# Need some auger bits for my new Stanley/North Bros. 2101A Bit Brace



## gauntlet21 (Oct 28, 2017)

After boring some holes in my new workbench with a Veritas bushing and jig, Veritas 3/4" bit, and a Dewalt cordless drill, I'm not satisfied with the quality of cut at the entry of the dog holes. Some are perfect, but maybe 1 out of 4 has chipping that isn't functionally a problem, just aesthetically.
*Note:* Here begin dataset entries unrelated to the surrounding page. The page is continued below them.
PR #69, opened 2023-09-11
fix: On context change

vahidlazio:
* Stale event when the context is changed
* Provider Ready event when the fetch is completed after a context change
* new values are updated in the cache after a successful fetch following a context change.

### DIFF
--- a/Provider/src/main/java/dev/openfeature/contrib/providers/ConfidenceFeatureProvider.kt
+++ b/Provider/src/main/java/dev/openfeature/contrib/providers/ConfidenceFeatureProvider.kt
@@ -60,12 +60,22 @@ class ConfidenceFeatureProvider private constructor(
     }
 
     override fun initialize(initialContext: EvaluationContext?) {
-        if (initialContext == null) return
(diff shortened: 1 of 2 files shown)


Provider/src/main/java/dev/openfeature/contrib/providers/ConfidenceFeatureProvider.kt
```diff
@@ -108,7 +118,14 @@ class ConfidenceFeatureProvider private constructor(
         newContext: EvaluationContext
     ) {
         if (newContext != oldContext) {
-            initialize(newContext)
+            eventsPublisher.publish(OpenFeatureEvents.ProviderStale)
+
+            // on the new context
+            // we want to fetch new values and update te storage & cache
```
nicklasl, line 124:
```suggestion
            // on the new context we want to fetch new values and update
            // the storage & cache right away which is why we pass `InitialisationStrategy.FetchAndActivate`
```

nicklasl (approved):
LGTM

I did my research and invested in a North Bros. 2101A bit brace and now am looking for some quality (not excessively expensive) square shank auger bits to go with my vintage purchase. I'm looking for maybe a 6-13 piece set that won't push me past $75-90. I've seen some quality looking vintage Irwin 13 bit sets on eBay for about that price but was wondering if, like the bit braces, the bits manufactured today are not of the same quality as the vintage ones.
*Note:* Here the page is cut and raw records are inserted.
PR #78, opened 2023-10-04
ci: publish to maven central

nicklasl:
When running the release-please pipeline the CI steps will:
- import a base64 encoded gpg key defined in a secret variable
- export that key to a `secring.gpg` file
- construct a `gradle.properties` file that contains `signing.keyId`, `signing.password` & `signing.secretKeyRingFile`. These are properties that gradle needs to sign the artifacts.
- run `./gradlew :Provider:publish` which will use env variables and gradle properties to sign and publish the artfacts to sonatype nexus.


Provider/build.gradle.kts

If there are some quality bits out there that are brand new I would like to hear about them. In the event that the only really good ones are expensive, perhaps I can piece a set together as I need them and purchase a few of the common sizes at a time.

I have never been to a flea market so despite the ample opportunities to find bits there, that just isn't my cup of tea at this moment. I'm also not opposed to sharpening bits so if vintage bits are the way to go, I am not shy from touching up the edges with an auger bit file should a good deal require that kind of service.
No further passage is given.